Bernoulli: Let $X_i \sim Be(p)$ where  and $p = \mathbb P (A_i)$.

Binomial: Let $X = \sum_i X_i \sim Binom(n,p)$ where $n \in \mathbb N$.

Thus, we can write the random variables explicitly in terms of indicator functions $X_i = 1_{A_i}$ and $X = \sum_i 1_{A_i}$.

Is there a way to do this for any random variable? Given the definition of Lebesgue integration, I think we can though we would have to use $\lim$, $\sup$, $\sum$, $X^+, X^-$, etc. Here's what I tried:

Discrete Uniform: Let $DU_i \sim Unif\{1,\cdots,6\}$. Can we write $DU=\sum_{d=1}^{6} d1_d dd$?

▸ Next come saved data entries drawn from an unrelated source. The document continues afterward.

PR #2236, opened 2026-03-25
feat!: add ScanMetadataCompleted metric event

OussamaSaoudi:
   Adds `ScanMetadataCompleted` metric event emitted when the `scan_metadata()` iterator is exhausted.
    This captures log replay metrics including file counts, predicate filtering stats, and timing
   information.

Continuous Uniform: Let $CU_i \sim Unif(0,1)$. Can we write $CU=\int_0^1 c 1_c dc$?

Normal: Let $Z \sim N(0,1)$. Can we write $Z = \int_{\mathbb R} z1_z dz$ ?

How about $$Z = \int_{\mathbb R} z \frac{\sum_i 1_{A_i} - np}{\sqrt{np(1-p)}} dz$$ ?

I'm guessing that while $$\frac{\sum_i 1_{A_i} - np}{\sqrt{np(1-p)}} \nrightarrow Z$$, $$\frac{\sum_i 1_{A_i} - np}{\sqrt{np(1-p)}} \to 1_z$$

I guess we need some filtration $\{\mathscr F_0\} \cup \{\mathscr F_n\}_{n \in \mathbb N}$ and possibly $\mathscr F_{\infty} := \sigma(\mathscr F_0 \cup \bigcup_{n \in \mathbb N} \mathscr F_n)$

Any: $Y = \int_{\mathbb R} y1_y dy$ ?

I guess there may be some integrability issue such as if $X \sim Cantor$. I guess there may be some integrability issue such as if $X \sim Cantor$. I recall $\mathscr L_X(B) = P(X \in B)$ is a probability measure on $(\mathbb R, \mathscr B)$, but I'm not sure how that would resolve any integrability issue.

Perhaps $Y = \int_{\mathbb R} y1_y d\mu(x)$, but I'm not sure what the measurable space would be.